Bipolar Disorder is a mental illness that is identified by alternating periods of mania and depression. It receives its name from these two alternating mental states. Bipolar disorder affects approximately three percent of the population in the United States.
Bipolar Disorder Symptoms
Mania is the most central defining trait of bipolar disorder. Individuals may initially seem upbeat, excited, energetic, and may experience higher levels of productivity. However, as the state intensifies, the affected individual hardly sleeps and becomes very erratic, and may make brash decisions with little to no regard to the future. At their worst, the individual may even experience psychosis, or a state of delusions and distorted beliefs.

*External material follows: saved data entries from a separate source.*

PR #276, opened 2023-03-21
feat(new): Unreal Cloud DDC

dciborow:
## Description
Closes #277 

This PR features nested templates in the `modules` directory which we are working to replace but are still pending the following PRs. The versions of those templates in this PR made be out of date and not reflect the latest feedback. As the following PRs are approved, we will update this template with the latest changes.

https://github.com/Azure/bicep-registry-modules/pull/254
https://github.com/Azure/bicep-registry-modules/pull/251
https://github.com/Azure/bicep-registry-modules/pull/252
https://github.com/Azure/bicep-registry-modules/pull/253

- [ ] #251 
- [ ] #252
- [ ] #253 
- [ ] #254 

## Adding a new module

- [ ] A proposal has been submitted and approved.
- [x] I have included "Closes #{module_proposal_issue_number}" in the PR description.
- [x] I have run `brm validate` locally to verify the module files.
- [x] I have run deployment tests locally to ensure the module is deployable.

PR #278, opened 2023-03-21
Update AKS Run Command

dciborow:
## Description

The following changes are required so that this module can be used with a Marketplace application within our new Unreal Cloud DDC module - https://github.com/Azure/bicep-registry-modules/pull/276

This introduces a **BREAKING_CHANGE** by requiring the location parameter be set, as required by Azure Marketplace per https://learn.microsoft.com/en-us/azure/azure-resource-manager/bicep/linter-rule-explicit-values-for-loc-params

Aligning newOrExisting with the createUI per https://learn.microsoft.com/en-us/azure/azure-resource-manager/managed-applications/microsoft-common-serviceprincipalselector

- [x] I have read the [Updating an existing module](https://github.com/Azure/bicep-registry-modules/blob/main/CONTRIBUTING.md#updating-an-existing-module) section in the contributing guide and updated the `version.json` file properly:
  - [x] The PR contains breaking changes, and I have bumped the MAJOR version in `version.json`.
- [x] I have updated the examples in README with the latest module version number.


modules/deployment-scripts/aks-run-command/main.bicep
```diff
@@ -31,35 +32,39 @@ param commands array
...
-  'OnSuccess'
-  'OnExpiration'
-  'Always'
-])
+@allowed([ 'OnSuccess', 'OnExpiration', 'Always' ])
 @description('When the script resource is cleaned up')
 param cleanupPreference string = 'OnSuccess'
 
-resource aks 'Microsoft.ContainerService/managedClusters@2022-09-01' existing = {
+@description('Set to true when deploying template across tenants')
```
Gordonby, line 39: Can you expand on this scenario description further?

Gordonby (approved):
Looks like a good update.

modules/deployment-scripts/aks-run-command/main.bicep
dciborow: When going cross-tenant, within a Marketplace application, without this the Marketplace's SP tries to run the custom script step and we can't RBAC failures.

We have tried without but have found that it is needed.

PR #292, opened 2023-03-24
Skip module checks if only README has changed

dciborow:
## Description

This PR updates the changed-module detection, and no longer considers a module updated if only the README.md has changed. This prevents all the pipelines from kicking off when we have only made documentation updates.


shenglol (approved):
:shipit:

PR #305, opened 2023-04-05
ci: Add PR Title Prefix Check and Auto Update README.md versions

### LINKED ISSUE #293: [Brm Feature] auto update version number in README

Other symptoms of manic episodes include irritability, pressured speech, experience racing thoughts, and increased participation in impulsive and high-risk activities. To meet the criteria for a manic episode, the individual must experience at least two of these symptoms for over a week or more. additionally, these symptoms must also interfere with one’s ability to work and socialize. An untreated manic episode can last anywhere from three to six months.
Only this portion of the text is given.